┌────────
PR #6077, opened 2026-02-09
feat: add a 'limit to one file' switch to file upload

augustlindemer:
This PR adds a switch to the File Upload component to allow editors to restrict the number of files to one. Default is kept to multiple files, so no content migration needed.


jessicamcinchak (approved):
Works perfectly!

DafyddLlyr (commented):
Thanks for picking this one up 👍

PR #6238, opened 2026-02-28
address dependabot alerts

freemvmt:
Vercel's `serve` package, which we use in the `ui-driven` E2E tests, introduces [three](https://github.com/theopensystemslab/planx-new/security/dependabot/522) [high](https://github.com/theopensystemslab/planx-new/security/dependabot/550) [severity](https://github.com/theopensystemslab/planx-new/security/dependabot/549) issues due to the `minimatch`, and one [medium](https://github.com/theopensystemslab/planx-new/security/dependabot/515) due to `ajv` (both transitive dependencies).

Here we override these transitive dependencies to ensure we have the latest security fixes.

Any other outstanding [dependabot alerts](https://github.com/theopensystemslab/planx-new/security/dependabot) are currently `low` severity ✅ 

image

### DIFF
--- a/e2e/tests/ui-driven/package.json
+++ b/e2e/tests/ui-driven/package.json
@@ -32,8 +32,9 @@
       "@opensystemslab/planx-core"
     ],
     "overrides": {
-      "on-headers@<1.1.0": ">=1.1.0",
-      "minimatch": "^3.1.5"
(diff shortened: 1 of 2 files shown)


jessicamcinchak (approved):
Good spot, thanks !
└────────
## Task description:
When a line in the records contains the string "json", it counts; state how many lines count, with no other words.

## Problem solution:
2